Data excerpts:

PR #926, opened 2026-07-30
-noshaderapi and -nowindow

LightBlueCube:
this contains llm generated code (im sorry)

only fully tested on NorthstarCN, not sure is it works same on here

all changes are required args to activate, otherwise its will runs vanilla northstar behavior (i hope so)

-noshaderapi

before:

粘贴的文件2

after:

粘贴的文件

but reports from windows user says its seems like no difference

and also i guess we dont need d3d11 stub anymore

-nowindow

粘贴的文件

粘贴的文件2

runs dedi without any graphic environment, no xvfb needs anymore

if you want more infomation about the docker images: https://github.com/LightBlueCube/ns-dedi-docker


catornot:
we never needed `xvfb-run` for dedicated servers anyway, tho if this reduces memory it would be good.

LightBlueCube:
> we never needed `xvfb-run` for dedicated servers anyway, tho if this reduces memory it would be good.

https://github.com/pg9182/northstar-dedicated/blob/master/src/nswrap/nswrap.c#L183

i think we need?

sorry, its should be only needed if linux, windows doesnt have to care about it

but still if not creating window, should be help for resources cost

catornot:
> i think we need?

that is the old docker image, the newer one has graphics drivers patched out.

> but still if not creating window, should be help for resources cost

lower resource cost is good, so I will actually review once I get back to my desktop later this week :)

catornot (approved):
just trusting that the patches are good :)

well based on the fact that it does what advertised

§ **Task brief**
Among the records, find each line where the word "xvfb" occurs, and copy it.

§ **Solution**
runs dedi without any graphic environment, no xvfb needs anymore
we never needed `xvfb-run` for dedicated servers anyway, tho if this reduces memory it would be good.
> we never needed `xvfb-run` for dedicated servers anyway, tho if this reduces memory it would be good.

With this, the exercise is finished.